Need i say any more lol


----------



## Rich @ PB

Might owe you a beer?!


----------



## cossiee

oh well i been here a while but not said much so best say hello...dont know many people here but im steve from perthshire,mechanic and importer who spends spare time detailing and drives an impreza and cosworth(not at same time).....HELLO ALL


----------



## Grizzle

christ been on here a while just noticed i havent posted.

Graham from Glasgow originally now in grangemouth near falkirk painter and decorator by day Detailer at the weekends and fri's lol looking to go full time at the end of the year. :thumb: :buffer:


----------



## traffman

Hello to one and all, i post now and again , im still learning, anyway, i stay in polmont wife my wife and run a black type r and ive recently aqquired my astra gte back from being restored.


----------



## Grizzle

Polmont....aww god  









:lol: :thumb:


----------



## scoobyc

*Newbie!*

Hi first time posting on here, didn't know about the site to be honest, so just used autopia etc. Probably the most northern mainland member as i'm from thurso, but we still get electricity up here contrary to poular belief, so can still use my recently purchased pc 7424! :buffer: Anyway thats enough for just now,
Cheers scott.

p.s. I'm told i have a small willy on numerous occassions, (see pic below) so i probaly won't be offended by the comments unless you mention the sheep! :devil:


----------



## SCOTIA

*re Scottish region*

Just noticed this thread Im Scott live in Motherwell ,work for an Aero engine company,i drive a octy vrs.


----------



## bluebro

Hey Scott, i work for an Aero engine company too down at Prestwick. I'm G.E. are you R.R. ? :wave:


----------



## scoobyc

bluebro said:


> Hey Scott, i work for an Aero engine company too down at Prestwick. I'm G.E. are you R.R. ? :wave:


don't know which scott your on about but if its not me theres some spooky coincidences going on!!


----------



## SCOTIA

bluebro said:


> Hey Scott, i work for an Aero engine company too down at Prestwick. I'm G.E. are you R.R. ? :wave:


YE RR,i know a guy down there who defected back to GE Scott Milne.Nice car by the way:thumb:


----------



## donnyboy

SCOTIA said:


> YE RR,i know a guy down there who defected back to GE Scott Milne.Nice car by the way:thumb:


My bro works for RR at Inchinnan doing MRP stuff. A few guys I know work there.


----------



## SCOTIA

donnyboy said:


> My bro works for RR at Inchinnan doing MRP stuff. A few guys I know work there.

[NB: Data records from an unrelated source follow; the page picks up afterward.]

PR #5777, opened 2024-08-15
refactor: use viem for live links

kathaypacific:
### Description

As the title.

### Test plan

Live links works as before (no changes for the user)

https://github.com/user-attachments/assets/bfd65fb6-adcf-495d-93ba-86aa15942bad

### Related issues

- Fixes RET-1019
- Related to RET-1173

### Backwards compatibility

Y

### Network scalability


src/jumpstart/jumpstartLinkHandler.test.ts
```diff
@@ -42,26 +45,41 @@ describe('jumpstartLinkHandler', () => {
...
       expect.any(Object),
       expect.any(Number)
     )
   })
 
   it('throws an error if all funds were already claimed', async () => {
-    mockErc20ClaimsCall.mockResolvedValueOnce({ claimed: true })
-    mockErc20ClaimsCall.mockResolvedValueOnce({ claimed: true })
-    mockErc20ClaimsCall.mockRejectedValue(new Error('execution reverted'))
+    jest
```
jophish, line 62: nit: it looks like this mock implementation is identical to the previous one? could this be shared?

jophish (approved):
Looks great! Glad the switch to Viem for this seems relatively painless

src/jumpstart/jumpstartLinkHandler.test.ts
kathaypacific: ah, it's the same except for one line! the first mock returns a true then false for the claims, and this one is false false 🙈

PR #5778, opened 2024-08-15
chore: remove support for old escrow invitations flow

kathaypacific:
### Description

This PR removes support for the old escrow flow, where you could send funds to the escrow contract to invite a friend (using their phone number). Specifically, the following is deleted:
- support for reclaiming sent funds. this includes the UI notification in notification center, as well as all the backend sagas and actions.
- support for showing invitations via escrow in the homefeed. it's been a long time since we removed escrow so not many users should be impacted by this change. those transactions will be omitted from the feed.

### Related issues

- Related to RET-1173

### Network scalability


bakoushin (approved):
🧹 Epic cleanup!

PR #5783, opened 2024-08-16
chore: remove more usages of contractkit, in debug screen

kathaypacific:
### Description

Removing some unused functions and files, and also remove the latest block item in the debug screen because it doesn't seem helpful anymore. If we really wanted to know the latest block, we should print it for all supported networks instead of Celo anyway.

### Test plan

n/a

### Related issues

- Related to RET-1173

### Backwards compatibility

Y

### Network scalability


bakoushin (approved):
LGTM! 🧹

I know loads of guys at Inchinnan,i t/fered up to EK 3 yrs ago from Hillington


----------



## donnyboy

SCOTIA said:


> I know loads of guys at Inchinnan,i t/fered up to EK 3 yrs ago from Hillington


Paul Marshall, Ali Paton, Allan Dickson, Stevie Howie are a few of the guys I know.


----------



## Derek Mc

Hi All some familiar names and lots new. I am Derek 42 and Interior designer working in Glasgow part week then flying Darn Sarf! mid week.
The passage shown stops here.